Sehr gut hat mir gefallen, dass „Neue Heimat?“ ohne Betroffenheitsrhetorik, leere „Gutmenschen-Floskeln“ oder Sozialkitsch auskommt. Es enthält keine schönen Reden oder große Worte, sondern konkrete Taten oder Beobachtungen. Das Buch verzichtet weitgehend darauf, einzelne Flucht- oder Verfolgungsgeschichten zu erzählen. Und wenn doch, dann weil sie für die geschilderte Beratung beim Anwalt relevant sind oder die Angst vor einer drohenden Abschiebung verständlich machen. Nicht (oder nur am Rande), weshalb und wie sie ihr Land verlassen haben oder welche Lebensbedingungen in ihrem Herkunftsland herrschen. Keines der Beispiele des Buches fällt in die „Modethemen“ der aktuellen Medienberichte und Debatten: keine dramatischen Überquerungen des Mittelmeers, keine Flucht aus Syrien, kein Heraufbeschwören von IS, Hinrichtungen oder Entführungen. Nicht das Warum oder Ob der Aufnahme in Deutschland ist Thema, sondern das Wie, ohne „Ablenkung“ durch den Leidensweg bis zur Einreise.

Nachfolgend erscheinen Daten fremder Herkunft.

PR #478, opened 2017-08-23
Change ToolBar.AddTool help parameters to be consistent

### LINKED ISSUE #475: wxToolBar.AddTool variants are differing for optional arguments (shortHelp vs. shortHelpString)

The method AddTool for a ToolBar currently expects different names for some optional arguments:

- shortHelp vs. shortHelpString
- longHelp vs. longHelpString

```python
# Put code sample here
toolbar.AddTool(wx.NewId(), "My Label", wx.Bitmap(32, 32), shortHelp="My short help")
toolbar.AddTool(wx.NewId(), "My Label", wx.Bitmap(32, 32), wx.Bitmap(32, 32), shortHelpString="My short help")
```

I would prefer using shortHelp and longHelp. I looked into the code and noticed these differences in wxWidgets too. Maybe it has to be modified there.

mesalu:
Change all *HelpString parameters in ToolBar.AddTool to be consistent internally and with wxPython Classic. 

Fixes #475

### DIFF
--- a/etg/toolbar.py
+++ b/etg/toolbar.py
@@ -91,7 +91,6 @@ def run():
             except ExtractorError:
                 pass
 
-
     c.find('OnLeftClick').ignore()
     c.find('OnMouseEnter').ignore()
     c.find('OnRightClick').ignore()
--- a/etg/toolbar.py
+++ b/etg/toolbar.py
@@ -100,14 +100,14 @@ def run():
 
     # Add some deprecated methods to aid with Classic compatibility.
     # TODO: Which others are commonly enough used that they should be here too?
-    c.addPyMethod('AddSimpleTool', '(self, toolId, bitmap, shortHelp="", longHelp="", isToggle=0)',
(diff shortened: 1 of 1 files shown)


mesalu:
Adding WIP label as change is ineffective in tests.

etg/toolbar.py
```diff
@@ -88,14 +100,14 @@ def _fixClientData(c):
 
     # Add some deprecated methods to aid with Classic compatibility.
     # TODO: Which others are commonly enough used that they should be here too?
-    c.addPyMethod('AddSimpleTool', '(self, toolId, bitmap, shortHelpString="", longHelpString="", isToggle=0)',
```
RobinD42: The `*SimpleTool` methods are only here for compatibility with Classic, which use the `*HelpString` version of the names (see https://github.com/wxWidgets/wxPython/blob/master/src/_toolbar.i#L217) so I think they should be left alone here.

mesalu:
Reverted the *SimpleTool changes.

Issue #463, opened 2017-08-09
Sorting issues in HyperTreeList 


ThomasP0815:
Operating system: Windows 7

wxPython version: 4.0.0a3

Stock or custom build: Stock

Python version: 3.6

Stock or custom build: Stock

Description of the problem:

I'm using a HyperTreeList in my project.
The function "SortChildren" is not working because an exception 
takes place in the class "CustomTreeCtrl".

Possible Patch - customtreectrl.py :

def SortChildren(self, item):
    ....

         -children = six.sort(children, self.OnCompareItems)
         -item._children = children
         +from functools import cmp_to_key
         +children.sort(key=cmp_to_key(self.OnCompareItems))

Thomas

PR #509, opened 2017-09-07
Fix for list.sort requiring keywords in python3.5

### LINKED ISSUE #508: Python3.5 list.sort requires keyword for arguments
**Operating system**: Windows (likely impacts all)
**wxPython version**: 4.0.0a3+
**Stock or custom build**: Stock
**Python version**: Python3.5+
**Stock or custom build**: Stock

Python3.5 changed list.sort (and sorted, but those are all correct) to use keyword only arguments.

bob-white:
Fixes #508

Python3.5 changed the parameters in list.sort to be keyword only arguments.
This fixes all the instances I could find.

### DIFF
--- a/wx/lib/agw/ribbon/bar.py
+++ b/wx/lib/agw/ribbon/bar.py
@@ -766,7 +766,7 @@ class RibbonBar(RibbonControl):
                         # Sneaky obj array trickery to not copy the tab descriptors
                         sorted_pages.append(info)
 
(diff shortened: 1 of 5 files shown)


RobinD42:
I think those are old "cmp" style functions and not the new "key" style functions. So you may need to use `functools.cmp_to_key` to get the correct sort orders like what was suggested in #463 and implemented in #507.  

https://docs.python.org/3/library/stdtypes.html?highlight=list%20sort#list.sort

Could you please test that and update the PR if needed?  Thanks!

PR #520, opened 2017-09-08
Add fedora-23 vagrant box

kollivier:
Right repo this time... :)

### DIFF
--- a/vagrant/fedora-23/Vagrantfile
+++ b/vagrant/fedora-23/Vagrantfile
@@ -1,0 +1,24 @@
+# -*- mode: ruby -*-
+# vi: set ft=ruby :
+
+Vagrant.configure("2") do |config|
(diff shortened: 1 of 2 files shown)


swt2c:
Why Fedora 23 and not something still supported, like 26?

kollivier:
I have a project I'm working on where support for Fedora 23 is a hard requirement for now, and pip refused to install the Fedora 24 binary wheels when I tried, proceeding to install from source instead. So will Fedora 24 packages not work under 25 or 26? Adding support for new Vagrant boxes is pretty easy (kudos to Robin), but I'm not comfortable doing it for OS releases I won't be using or developing on.

swt2c:
Generally, no, packages for one Fedora release won't work on another because core library versions change.

PR #521, opened 2017-09-08
Sized controls null fix

kollivier:
This fix checks if the GetSizer() call returns None instead of a valid sizer, to avoid an error when using AUI.


RobinD42:
If you use separate branches for your PRs then this won't happen. 😃

kollivier:
Yup, I'm usually better than this, I swear! :P

PR #586, opened 2017-10-30
Allow listener functions to be type annotated

gopar:
If a listener would have type annotations, this would fail. 
It'll be nice if we could use type annons! 😄 

```python
from wx.lib.pubsub import pub

class Stuff:
    def __init__(self):
        pub.subscribe(self.test, 'hey')
        pub.sendMessage('hey', message='this is the message')

    def test(self, message: str) -> None:
        print(message)

Stuff()
```

### DIFF
--- a/wx/lib/pubsub/core/callables.py
+++ b/wx/lib/pubsub/core/callables.py
@@ -12,7 +12,7 @@ CallArgsInfo regarding its autoTopicArgName data member.
 
 """
 
-from inspect import getargspec, ismethod, isfunction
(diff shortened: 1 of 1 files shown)


RobinD42:
This should be submitted to the PyPubSub project as that is where our copy of the code comes from.  https://github.com/schollii/pypubsub 

That said, we are a few releases behind so unless Oliver objects I'll probably merge it here too.

RobinD42:
No longer relevant. See #792, #782

PR #603, opened 2017-11-08
10.13 OS X SDK fix

kollivier:
Make the min supported OS X version 10.6 to fix compilation issues with the OS X 10.13 SDK. The headers require weak-linking macro support that only exists on 10.6+.


RobinD42:
Sorry, I beat you to it:  https://github.com/wxWidgets/Phoenix/commit/09c066e695c2bddaf710ea11845c6e6637006ca3

😃

PR #665, opened 2018-01-05
Maintain reference to CallLater instances internally to prevent garbage collection

### LINKED ISSUE #457: wx.CallLater not always calling function
Operating system: windows 10 64 bit

wxPython version: 4.0.0.b1

Stock or custom build: stock

Python version: 3.6.2

Stock or custom build: stock

Description of the problem:
I've noticed on 2 of my applications that wx.CallLater will sometimes never call the function.  There's no error and its hard to reproduce reliably.  I've tried for quite a while to create some minimum code that reliably recreates the problem, but haven't had much luck so far.

mesalu:
Addresses #457, as of right now it is unclear if it resolves the initial issue.

Edit: Fixes #457


RobinD42:
> it is unclear if it resolves the initial issue.

I expect that it probably does.

PR #744, opened 2018-02-11
WIP: Switch Phoenix master to use wxWidgets master

RobinD42:
There is still more to be done, and some things still need fixed, but it seemed like a good time to make PR to record the current state of this work. 

Note that this will likely have build issues until my wxWidgets PR is merged, unless you also pull the changes in that PR into your local repo.  

https://github.com/wxWidgets/wxWidgets/pull/727


Metallicow:
@RobinD42 I never got an answer on the last pull request, but is the trailing whitespace for the rst substitutes necessary with the py files samples? Just noticed some sneaking back in... For example, to maintain a level of indentation...

RobinD42:
Not necessary, but it doesn't matter either way. That text originally is extracted from the wx interface xml files, has some simple substitutions and other manipulations performed on it, and then dumped out for the developer to deal with from there. Then they are merged in to the rest of the generated rst doc files, which are already crammed full of unnecessary whitespace. So in other words, IMO it's not worth your or my time to strip them out and create and merge a PR for it. A few tens or hundreds of extra bytes in files that are already tens of millions of bytes big is less than negligible.

Metallicow:
Thanks. I was just curious. Triming is usually just a last minute thing before doing a major RELz so there are not people complaining and making extra log noise when submitting bug fixes, shortly afterwards.

RobinD42:
Some Travis-CI builds timing out, but look like they would have been successful...

PR #764, opened 2018-02-22
Some new wxGtk widgets screenshots and a few wxMsw ones update

XPsoud:
I've just made some screenshots with wxGtk (Debian stretch with Mate)
I've also updated a few ones with wxMsw (Win.10)

I didn't test to rebuild the doc with these changes but :
- I've named the files regarding to [this page](https://docs.wxpython.org/DocstringsGuidelines.html)
- I've resized the images to correspond to the existing ones

Just let me know if I've made mistakes.

Regards
XAv'


mesalu:
I don't perceive there being issues if image size, and name, remain constant.
If you'd like to confirm your changes you can run: `build.py touch etg sphinx` to test your changes.
I recommend rebasing to wxPy-4.0.x first though since current master is... iffy. 
Another note: you'll need to install Graphviz (available via apt) and sphinx==1.5.1 to succesfully run the sphinx command in build.py


Just building the docs and inspecting a few of the html pages to ensure it doesn't cause weirdness therein should be sufficient.

Metallicow:
@XPsoud Running the png images thru FileOptimizer at max lossless, cuts down on load time with webpages. If you don't know how to do that, no biggie. I'm kinda surprised no one has ported it to a linux app yet...
Note to self: Check these when I do more screenshoting/image work.

mesalu:
Ran the generators locally and the output looked fine for the few pages I checked.

XPsoud:
@Metallicow As I've switched back to Windows to make the few Win10 screenshots, I passed the wxGtk related files to Riot, an Image Optimizer so their size has already been reduced. And the Win10 ones have been saved with Paint.net witch gives an already optimized result.

@mesalu I tried to build the docs ( under Windows using the make.bat script ) but I had an arror (Python can't find buildtools despite this package has been installed via pip)

RobinD42:
In this case buildtools is not a separate package but the folder in the source tree named `buildtools`. It has a `__init__.py` so it should be importable from scripts run in the parent folder unless you've got something funky going on with your `PYTHONPATH` or `sys.path`.

RobinD42:
> ( under Windows using the make.bat script )

I didn't notice this part before. YOu need to be in the root of the source tree and use the `build.py` script which has subcommands for building wxPython and the docs and other things. To build the docs you will also need to run the `etg` command to generate the ReST files for the wrapped classes. Some parts of the docs also need wxPython to be built but it may still be able to do the core without it. After `etg` you can run the `sphinx` subcommand to run sphinx.

mesalu:
To add on to @RobinD42  latest comment:
if your working directory is totally clean (e.g. fresh clone) you'll need to initialize the git submodule and run the`build.py dox` command.

That being said , I think the images are good. I'll go through my local doc build with a bit more attention to detail and report back later.

PR #782, opened 2018-03-12
Remove local pubsub 3.3.0 code and import 4.0.0 from external package

david-hughes:
Updates pubsub to latest version 4.0.0 by removing the local version 3.3.0 source code and importing version 4.0.0 from external stand-alone pubsub package (pip install Pypubsub).

This request arises out of discussion with pubsub author at https://github.com/schollii/pypubsub/issues/7 and the change permits wxPython code that uses pubsub to be frozen succssfully by PyInstaller. 

The inclusion of pubsub source code itself inside wx.lib is mainly historical and numerous other wx.lib items rely on external modules and packages being installed. It is being done this way in the interests of D.R.Y.


RobinD42:
Please add a ReST formatted docstring in `__init__.py` so we'll have something in the wxPython documentation about this. It doesn't have to be a lot, maybe just a few sentences about what pubsub is and why it's useful in a wx application. And also include a link to pubsub's docs, and give the pip command for installing it.

What do you think about adding it as a dependency in `setup.py`?

david-hughes:
I'm not familiar with ReST formatting but I can see how someone - Werner? - created the docstrings for wx.lib.pdfviewer and can mimic those. Is there a definitive guide to ReST formatting anywhere?

A dependency in setup.py like 'six'? Yes, why not. The extra disk space  - < 500k - is more than compensated for by the removal of version 3.3.0 in wx.lib

RobinD42:
There's some wxPython-specific info here, although it's mostly about documenting classes and methods: https://docs.wxpython.org/DocstringsGuidelines.html

There are some general intros and guides here: http://docutils.sourceforge.net/rst.html

mesalu:
Looks like you'll just need to add `'pypubsub'` to the `DEPENDENCIES' list on line 92 in /setup.py to accomplish the correct dependent behavior.
I'm definitely in favor of this if we're going to use it externally.

PR #844, opened 2018-05-05
Fix a bug in setting AuiDockingGuide size.

### LINKED ISSUE #727: agw.aui docking guide windows do not show correctly
I installed  4.0.0b2 gtk3 (phoenix) on ubuntu 16.04. When run the agw.aui example, the docking guide windows do not show correctly. 

It looks like when we set the size of the docking guide window (SetSize), the size will also include the size of the board and caption bar, which makes the 'client' area too small to show the docking guide correctly. 

gui

tianzhuqiao:
Set the client size to be the guide size. Otherwise, it is not shown correctly
on Linux.

Fixes #727

### DIFF
--- a/wx/lib/agw/aui/framemanager.py
+++ b/wx/lib/agw/aui/framemanager.py
@@ -2263,9 +2263,9 @@ class AuiSingleDockingGuide(AuiDockingGuide):
             else:
                 self.SetGuideShape()
 
-            self.SetSize(self.region.GetBox().GetSize())
+            self.SetClientSize(self.region.GetBox().GetSize())
         else:
-            self.SetSize((sizeX, sizeY))
+            self.SetClientSize((sizeX, sizeY))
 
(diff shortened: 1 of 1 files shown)


RobinD42:
Please retarget this to the `wxPy-4.0.x` branch and add an item to the `CHANGES.rst` mentioning the change and the issue number (#727). I'll cherry-pick it over to the master branch after it is merged.

RobinD42:
> Generally, what kind of change should be targeted to master, and what kind of change should be targeted to wxPy-4.0.x? 

Unfortunately there probably isn't a simple way to make that determination in most cases. Currently, if something is specifically about what's new in wxWidgets 3.1 then it should be targeted at master and everything else should go to 4.0.x. After 4.0.2 is released, then it will be  a little more fuzzy since there aren't definite plans yet for a 4.0.3 release and I may instead push forward to a 4.1.0 release (from the master branch.)

PR #8823, opened 2020-05-22
DolphinQt: Replace setting windows with unified settings window!

iwubcode:
This was loosely based off of @mbc07 's comment on #8785 .

I patterned it after Visual Studio's options window.  Ex:

image

I think the multi-tiered approach may be useful for the future, as we add more and more settings.

**Opening the window:**

image

**Search:**

image

### DIFF
--- a/Source/Core/DolphinQt/GrandSettingsWindow.cpp
+++ b/Source/Core/DolphinQt/GrandSettingsWindow.cpp
@@ -1,0 +1,233 @@
+// Copyright 2020 Dolphin Emulator Project
+// Licensed under GPLv2+
+// Refer to the license.txt file included.
+
+#include <QCompleter>
+#include <QDialogButtonBox>
+#include <QGridLayout>
+#include <QLineEdit>
+#include <QStackedWidget>
+#include <QString>
+#include <QTreeWidget>
+
+#include "Common/Config/Config.h"
+#include "Core/Config/MainSettings.h"
+#include "Core/ConfigManager.h"
+
+#include "DolphinQt/Config/CommonControllersWidget.h"
+#include "DolphinQt/Config/FreeLookWidget.h"
+#include "DolphinQt/Config/GamecubeControllersWidget.h"
+#include "DolphinQt/Config/Graphics/AdvancedWidget.h"
+#include "DolphinQt/Config/Graphics/EnhancementsWidget.h"
+#include "DolphinQt/Config/Graphics/GeneralWidget.h"
+#include "DolphinQt/Config/Graphics/HacksWidget.h"
+#include "DolphinQt/Config/Graphics/SoftwareRendererWidget.h"
+#include "DolphinQt/Config/WiimoteControllersWidget.h"
+#include "DolphinQt/GrandSettingsWindow.h"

Sehr klar konzentriert sich „Neue Heimat?“ damit auf die Lebensbedingungen in Deutschland von Menschen, die ihr Land verlassen haben und sich hier Zuflucht und einen Neuanfang erhoffen. Im Mittelpunkt steht wie „Deutschland“ diese Menschen behandelt, ganz konkret am Berliner Beispiel. Dadurch geht es sehr viel deutlicher auch um eigene gesellschaftliche Verantwortung, Solidarität und Menschlichkeit , weil ein sehr lokaler Bezug besteht. Der entschuldigende Fingerzeig ins Ausland, zu den Ursprungsländern, zu den Ländern der EU-Außengrenzen oder zu Schleppern ist nicht möglich. Weil auch latenter Rassismus oder sonstige Schwierigkeiten außerhalb der Auseinandersetzung mit den Behörden angesprochen werden (z.B. der Zugang zu Ärzten, Krankenhäusern, Schulen, Sportvereinen), kann man sich als Leser auch nicht nur auf ein bequemes „die Politik/die Regierung/der Gesetzgeber müsste…“ zurückziehen.

Was Einzelne bzw. Initiativen dabei konkret leisten können, zeigt sich in der allmählichen Entstehung der Nachbarschaftsinitiative. Vieles wird im Grunde mit einfachen Mitteln erreicht, ist für sich genommen „keine große Sache“, wie die Begleitung zu Terminen bei Arzt, Anwalt oder zu Behörden zur Übersetzung, Malstunden mit den Kindern. Aber auch hier wird nichts verklärt oder verschönert, kein „Samariterkitsch“ nach dem Motto: es ist alles ganz einfach, alle sind glücklich, alle sind dankbar, alles ist gut. Denn neben Erfolgserlebnissen, gibt es auch Rückschläge und Schwierigkeiten: Material, das nach einer Woche Abwesenheit verschwunden ist, aus Handtaschen gestohlenes Geld, Überforderung mit den vielen Kindern, das Ausbleiben einer erhofften Unterstützung, organisatorische Herausforderungen bei sehr kurzfristigen Bitten um Hilfe, Anrufe zu jeder Tages- und Nachtzeit und die Zeit, die trotz vieler Mitstreiter, nie zu reichen scheint. Tatsächlich können Marina Naprushkina und ihre Mitstreiter schon mit einfachen Mitteln und dank zunehmender Unterstützung durch viele Helfer einiges bewirken. Es ist aber oft genug viel Arbeit, die einiges an Organisation, Kraft, Hartnäckigkeit, Engagement und Zeit erfordert. Beim Lesen war ich meinerseits immer wieder beeindruckt von der Ausdauer und dem Engagement der Autorin und ihrer Mithelfer.

Zusammenfassend würde ich sagen, dass mir das Buch vor allem deswegen sehr gut gefallen hat, weil es einerseits klar und nüchtern verfasst ist, andererseits aber trotzdem (oder gerade deswegen) von tiefer Menschlichkeit zeugt. Außerdem zeigt es ein sehr differenziertes Bild und zwar in alle Richtungen, kein Schwarz-Weiß-Bild nach dem Muster „Böse Behörden / arme Flüchtlinge“ (natürlich auch nicht in die anderen Richtung). Letztlich geht es vor allem um das soziale Miteinander, um gesellschaftliche Solidarität bereits auf lokaler, nachbarschaftlicher Ebene und damit um ganz grundsätzliche Fragen jenseits von Asylrecht oder Einwanderung.